Enhanced Linux telemetry enables organizations to build more robust detection mechanisms, accelerate incident response, and empower defenders with the visibility they need to safeguard their most essential systems. During the next steps, you will learn how to validate your telemetry and general OS/network visibility effectively.

Linux EDR solutions rely on a rich set of visibility events, indexes, and data sources to provide comprehensive security monitoring.
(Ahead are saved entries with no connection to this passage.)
PR #655, opened 2026-08-24
relctl: one implementation of the versioning rule, shared by humans and CI

plombardi89:
## Problem

Release state has no single place to look. `RELEASING.md` said so itself: *"There is no single dashboard."* Whether `main` is releasable, which candidate trains are live, whether a release will be marked Latest, where one has got to across three workflows - each of those needed a different `gh` invocation, or could not be answered at all.

The versioning rule deciding all of it lived in ~500 lines of shell that only CI ever called. Building a CLI on top of that would have put the rule in two places, and the two would drift.

## Solution

The rule moves into Go and the pipelines call that, so humans and CI share one implementation instead of agreeing by convention.

`relctl` is the result. `status`, `next`, `preflight`, `classify` and `watch` answer questions about a release; `cut`, `rc`, `promote`, `branch create`, `soak` and `publish` drive one. The shell it replaces is deleted rather than left alongside.

`gh` stays authoritative: the workflows are the interface and `relctl` is a convenience over them. The one exception is version resolution, where `release-prepare` invokes `relctl next` itself, so the tool and the pipeline agree by construction rather than by review.

`RELEASING.md` is reorganised around the two questions people actually arrive with - how to cut a minor or major, and how to cut a patch for a series that already shipped - with the reference material behind them.


hack/cmd/relctl/relctl/version/resolve_test.go
```diff
@@ -0,0 +1,218 @@
...
+// commit first, so a fixture can express a train whose candidates are behind
+// HEAD, which is the shape promote has to get right. `<tag>@off` places the tag
+// on a commit that is NOT an ancestor of HEAD, as a tag cut on someone else's
+// branch would be.
+func fixture(t *testing.T, tags []string) string {
+	t.Helper()
+
+	dir := t.TempDir()
+
+	git(t, dir, "init", "-q")
```
plombardi89: `fixture()` inherits the ambient git configuration. It sets `user.email` and `user.name` locally, but nothing else.

`hack/release/next_version_test.go` already solves this for the shell suite, with a comment naming the reason:

```go
// The fixtures create throwaway repositories and tag them, so the ambient
// git configuration has to be neutralised: a maintainer with
// tag.gpgSign=true, or a commit template, or a hook path, would otherwise
// fail every case for reasons that have nothing to do with the resolver.
command.Env = append(os.Environ(),
    "GIT_CONFIG_GLOBAL=/dev/null",
    "GIT_CONFIG_SYSTEM=/dev/null",
    ...
```

The Go port dropped that guard. `commit.gpgsign`, `tag.gpgSign`, `core.hooksPath`, `commit.template` and `init.templateDir` all break it, and the failure mode is 76 cases here plus 345 in the differential going red at once with no obvious cause.

Setting `GIT_CONFIG_GLOBAL`/`GIT_CONFIG_SYSTEM` and the identity vars in the `git()` helper at line 110 covers every call site at once.

hack/cmd/relctl/relctl/version/differential_resolve_test.go
```diff
@@ -0,0 +1,192 @@
...
+	}
+
+	if _, err := os.Stat(script); err != nil {
+		t.Skipf("%s not present; the shell oracle has been removed", script)
+	}
+
+	cmd := exec.Command("bash", script) //nolint:gosec // fixed script path
+	cmd.Dir = dir
+
+	cmd.Env = append(os.Environ(), "MODE="+tc.mode)
```
plombardi89: `os.Environ()` leaks the developer's environment into the oracle.

`next-version.sh` reads `BUMP`, `SERIES`, `PRE`, `VERSION` and `ALLOW_CONCURRENT_TRAINS` with `:-` defaults. `MODE` is appended so it is always overridden, but the other five are only overridden when `tc.env` happens to contain them. Every bare `promote` case has `env: []`, and `TestResolveMatchesTheShellOnGeneratedTagSets` sets only `BUMP=`, so four inputs leak into all 207 of those runs.

Meanwhile `resolveCase.request()` builds the Go side from `tc.env` alone, so the two implementations are not seeing the same inputs. `VERSION` in particular is a plausible thing to have exported.

This does not make the port wrong. It makes "345 comparisons, all agreeing" a claim that holds on a clean environment, which CI is and a laptop may not be. Since that number is the load-bearing evidence in this PR, the shell should get an explicit minimal env rather than `os.Environ()`.

hack/cmd/relctl/relctl/version/resolve_test.go
```diff
@@ -0,0 +1,218 @@
...
+	for _, tc := range resolveCases {
+		t.Run(tc.name, func(t *testing.T) {
+			t.Parallel()
+
+			dir := fixture(t, tc.tags)
+			repo := NewGitRepo(t.Context(), dir)
+
+			result, err := Resolve(repo, tc.request())
+
+			if tc.want == "ERROR" {
```
plombardi89: 34 of the 76 cases stop here, asserting only that `err != nil`.

Breakdown of `resolveCases`: 37 assert a tag, 5 assert a base, 34 assert nothing but non-nil error. That is 45% of the suite that has to protect this code once the shell is gone.

"second train refused by default", "tag outside the series refused" and "promote rejects a stale train by name" are three distinct guards over three distinct number-space failures, and nothing here tells them apart. A refactor that collapsed every refusal into one would pass all 34.

`branch_test.go:64` already does the right thing with a substring match. These cases should too.

The honest cost: the fixtures were machine-generated from the shell's own `expect` invocations, which only recorded ERROR, so the generator cannot supply the expected messages. This is hand work. It is also the single highest-value thing left, because it is exactly what the shell's deletion is trading against.

hack/cmd/relctl/relctl/version/resolve.go
```diff
@@ -0,0 +1,471 @@
...
+	// Pre is an explicit prerelease suffix, e.g. rc.3.
+	Pre string
+	// Version is an explicit final for promote.
+	Version string
+	// AllowConcurrentTrains permits starting a second live train.
+	AllowConcurrentTrains bool
+}
+
+// Result is the resolution, plus everything the operator needs to see.
+type Result struct {
```
plombardi89: Every field but `Tag` and `Base` is unasserted, in both suites. `TestResolve` checks the tag or the base and returns; the differential compares those same two fields and nothing else.

So `LatestFinal`, `Live`, `Stale`, `Report` and `Warnings` are verified only indirectly, through whichever tag happens to fall out of them.

`discover()` is the code that fixes the failure this whole design exists to prevent. v0.1.24 reached rc.18 and was orphaned because promote guessed between trains, and the live/stale split is the answer to that. It is also the model the rest of the CLI is going to be built on, since "which trains are live" is a read command. It should be asserted directly.

hack/cmd/relctl/relctl/version/resolve.go
```diff
@@ -0,0 +1,471 @@
...
+
+// zeroVersion is the floor used when a repository has no finals yet.
+const zeroVersion = "v0.0.0"
+
+// Repo is the git history a resolution is computed against.
+//
+// An interface because every question here is about tags and ancestry, and
+// answering them from a fixture is what makes the resolver testable without a
+// repository per case.
+type Repo interface {
```
plombardi89: > An interface because every question here is about tags and ancestry, and answering them from a fixture is what makes the resolver testable without a repository per case.

Every test builds a repository per case. 76 in `TestResolve`, 76 more in the differential, 207 more in the generated run, each with a `git init` plus several commits, plus a bash process for the 283 differential cases. All of it on every local `make test`, which also implies `lint`.

The differential genuinely needs real git, because it has to feed the shell the same fixture. `resolve_test.go` does not.

A fake `Repo` for the permanent suite would be fast and deterministic, remove the ambient-config exposure entirely, and let you assert `Live`/`Stale`/`Report` precisely. That is one change closing three of the comments on this review.

hack/cmd/relctl/relctl/version/git.go
```diff
@@ -0,0 +1,115 @@
...
+// A tag whose commit later leaves the branch's history stops being seen. That
+// fails safe, since the resolver would recompute a version whose tag already
+// exists and refuse it, and it is the correct reading anyway: a tag on a commit
+// that is no longer on the branch is not part of its history.
+func (g *GitRepo) ReachableTags(pattern string) ([]string, error) {
+	// A repository with no matching tags is not an error, and neither is one
+	// with no commits at all, so failures here are reported as empty.
+	out, err := g.run("tag", "--merged", "HEAD", "--list", pattern)
+	if err != nil {
+		return nil, nil //nolint:nilerr // absence is not failure; see above
```
plombardi89: The comment's justification does not hold, and I checked rather than assumed.

`git tag --merged HEAD --list 'v[0-9]*'` exits **0** with empty output when nothing matches. It exits 128 only on an unborn HEAD, a non-repository, or a cancelled context. So "a repository with no matching tags is not an error" is already true without the swallow, and what this actually catches is real failure.

Today it is safe only because `Resolve` calls `repo.Head()` unconditionally before mode dispatch, and that does surface the error. That is an undocumented, untested invariant holding up a correctness property: if `Head()` ever moves or becomes conditional, a cancelled context silently becomes "no tags", `latest()` returns `v0.0.0`, and the resolver computes a version from a floor that is not real.

It is faithful to the shell's `|| true`, but Go can just return the error and let `Head()` report the unborn-HEAD case with a better message than "no tags".

hack/cmd/relctl/relctl/version/git.go
```diff
@@ -0,0 +1,115 @@
...
+	}
+
+	return lines(out), nil
+}
+
+// TagExists reports whether a tag exists anywhere in the repository.
+func (g *GitRepo) TagExists(tag string) (bool, error) {
```
plombardi89: Same shape as `ReachableTags`, sharper consequence: `err` is discarded and a git failure is reported as "the tag does not exist".

That is the answer that lets `validate` fall through its existing-tag guard and proceed toward creating a duplicate. The ancestry check catches it in every path I traced, but by luck rather than by design, and the signature already returns an `error` that is never non-nil.

plombardi89 (commented):
Read the full diff against both shell originals, the workflow that still calls them, the NOTICE collector and the lint config.

**The port is faithful.** I walked every branch of `next-version.sh` against `resolve.go`/`modes.go` and found no divergence in the resolved tag or base. Report ordering matches, mode dispatch matches, the validation sequence (shape, series, tag-exists, ancestry, describe) matches, and both pieces of scar tissue survive intact: numeric `max_rc`, and repository-wide `has_final` kept distinct from reachability-scoped discovery.

The findings below are not in the port. They are in the evidence, and in what survives the oracle's deletion.

Three I would want settled before the shell goes:

1. **34 of the 76 permanent cases assert only that an error happened.** `branch_test.go` matches on the message; the resolve cases do not. That is 45% of the suite that would pass if every refusal collapsed into one.
2. **`Live`, `Stale`, `LatestFinal`, `Report` and `Warnings` have no assertions in either suite.** The differential compares `Tag` and `Base` only. The live/stale model is what the rest of the CLI is built on, and it is the exact thing the shell got wrong with the v0.1.24 orphan.
3. **The differential runs the shell with `os.Environ()`.** `next-version.sh` reads `BUMP`/`SERIES`/`PRE`/`VERSION`/`ALLOW_CONCURRENT_TRAINS` with `:-` defaults, and `request()` builds the Go side from `tc.env` only. "345 comparisons, all agreeing" holds on a clean environment; the generated 207 set only `BUMP=`.

A fake `Repo` in `resolve_test.go` is the cheapest route: it closes 1 and 2, removes the ambient-config exposure in the first inline comment, and cuts the local test loop substantially. The differential genuinely needs real git; the permanent suite does not.

The `gh` package landing ahead of its callers reads as deliberate (dependency approval settled early, command commits stay small). Noting it only so a later reviewer does not re-raise it.

**Nits not worth their own thread:** `relctl.go:32` `defer stop()` is unreachable before `os.Exit(1)`; the `strconv.Atoi` error branch in `prerelease` is dead since `preShape` already bounds to nine digits, and unlike `parseCore` it does not say why it is kept; the NOTICE commit message says it picks up "go-github and its go-querystring transitive", but `hack/cmd/notice/internal/gomod/gomod.go:35` is direct-deps-only and one entry was added, so the file is right and the message is not; `SplitRepo` defends the URL paste explicitly but accepts `Azure/un bounded`; `Options.BaseURL` is documented "for tests" with no test using it.

Worth considering putting the differential behind a build tag or `testing.Short()`. It is a temporary equivalence proof and it is currently paid for on every local `make test`, which also implies `lint`.

hack/cmd/relctl/relctl/version/branch.go
```diff
@@ -0,0 +1,84 @@
...
+// Every minor's patch space therefore belongs to exactly one branch, and main
+// never enters it. That is what makes a release branch possible at all: without
+// it, main and release-0.2 would both compute v0.2.5 and compete for the same
+// tag, which pre-1.0 they would do for months, since a minor series here runs
+// twenty-odd releases.
+//
+// major is never derived. A major is always a deliberate human decision, and
+// deriving one from commit contents would make it an accident waiting for the
+// right commit message.
+func ForBranch(branch string, major bool) (Policy, error) {
```
plombardi89: `bump-for-branch.sh:50-53` refuses when `MAJOR` is neither `true` nor `false`:

```bash
case "$MAJOR" in
  true | false) ;;
  *) fail "MAJOR must be true or false, got: ${MAJOR}" ;;
esac
```

A `bool` parameter cannot express that, so the validation is gone. Arguably the right narrowing, and it is not a bug today because nothing calls `ForBranch` yet.

Worth flagging because the differential only ever passes `MAJOR=%t`, so the corpus is structurally blind to the one input where the two implementations disagree. "0 skipped, all agreeing" is true and this case is simply not in it.

It becomes real in the commit that wires this to a workflow input, where the value arrives as a string.

hack/cmd/relctl/relctl/version/modes.go
```diff
@@ -0,0 +1,315 @@
...
+		return "", err
+	}
+
+	// Cutting the version a live train is heading for is not a fork, it is that
+	// train being finalised the long way round, so only warn when they differ.
+	if len(r.live) > 0 {
+		if contains(r.live, tag) {
+			r.warn("%s is the version its candidates were building toward, but mode=release cuts it from HEAD; use mode=promote to ship the tree that was soaked", tag)
+		} else {
+			r.warn("cutting %s while %s is still in flight; that train will be stranded",
```
plombardi89: The `::warning::` prefix is gone here, and `::error::` is gone from the failure path (`Run()` prints `error: %v`).

That is the right call for a library returning a `Warnings` slice, but it means whoever renders `Result` in the pipeline-switch commit has to re-add the Actions prefixes when running under CI. Miss it and "cutting vX.Y.Z while <train> is still in flight; that train will be stranded" silently stops appearing as a workflow annotation, which is the one place a human would have seen it.

Also a smaller loss nearby: `candidateCommit`'s error dropped the tag listing the shell included (`next-version.sh:239`, `(tags: $(git tag --list "${core}-*" ...))`). During an incident that listing is the useful half of the message.

hack/cmd/relctl/relctl/version/resolve.go
```diff
@@ -0,0 +1,471 @@
...
+			seen[name] = c
+		}
+	}
+
+	cores := make([]string, 0, len(seen))
+	for name := range seen {
+		cores = append(cores, name)
+	}
+
+	sort.Slice(cores, func(i, j int) bool {
```
plombardi89: Stdlib duplicates, on a module that is `go 1.26`:

- `sort.Slice` here, and the `sort` import, are `slices.SortFunc`
- `cmpInt` at line 158 is `cmp.Compare`
- `contains` at `modes.go:307` is `slices.Contains`
- `max` at line 421 shadows the builtin

None of these are caught by lint, and it is worth knowing why: `.golangci.yaml` never sets `linters.default`, so golangci-lint v2 runs only the standard five plus `goheader` and `wsl_v5`. The settings blocks for `varnamelen`, `godot`, `godox`, `nolintlint` and the rest are inert. `predeclared`, `containedctx`, `exhaustive` and `nilerr` are all off, which is also why the two `nilerr` threads above and the `switch tc.kind` with no `default` at `resolve_test.go:160` are human-review items rather than CI ones. Pre-existing, not this PR's problem, but it changes what a green build means here.

plombardi89:
All three settled, plus the nits. Verified each finding before acting on it.

## 1. 34 refusals asserting only that an error happened

Confirmed: **34 of 76, 44%**. `branch_test.go` matched on messages; the resolve cases did not.

Every refusal now names its reason. On its own that is not enough — per-case substrings would not notice the reasons converging — so `TestEveryRefusalNamesADistinctReason` pins the number of **distinct** reasons, currently 19 against a floor of 15. It is a floor, not a target.

## 2. No assertions on the train model

Confirmed: both suites asserted `Tag` and `Base` only.

`trains_test.go` now asserts `LatestFinal`, `Live`, `Stale`, `Report` and `Warnings` directly, including the v0.1.24 shape you named: candidates exist, no final was cut, a newer series shipped, so it must report as stale rather than live.

I also extended the **differential** to compare the state model, not just the Go suite. That turned out to matter more than expected — swapping live and stale does not change the computed tag, so the old proof could not have seen it. It now fails 77 cases.

## 3. The differential inheriting the environment

Confirmed, and it reproduces exactly as you describe:

```
$ SERIES=0.3 go test -run TestResolveMatchesTheShell
33 cases FAIL
```

Every variable the script reads is now set explicitly, defaulted to match `Request`, with only `PATH` and `HOME` inherited. Both sides see the same inputs by construction.

The proof:

```
clean env    ok
SERIES=0.3 BUMP=major PRE=rc.9 VERSION=v9.9.9 ALLOW_CONCURRENT_TRAINS=true MAJOR=true    ok
```

Since fixing input plumbing is exactly the change that can neuter a test, I re-confirmed it still bites afterwards: a minor bump that forgets to reset patch fails 31 cases.

## The fake Repo, and the gap it opened

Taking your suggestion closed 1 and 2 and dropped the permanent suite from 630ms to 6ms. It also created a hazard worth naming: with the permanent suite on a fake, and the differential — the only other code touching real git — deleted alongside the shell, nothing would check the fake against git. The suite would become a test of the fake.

By collecting and analyzing data from system logs, kernel-level events, file systems, network activity, and containers, EDR tools can detect threats, investigate incidents, and ensure the security of Linux systems in dynamic and complex environments. These components work together to provide the visibility and context needed for effective threat detection and response.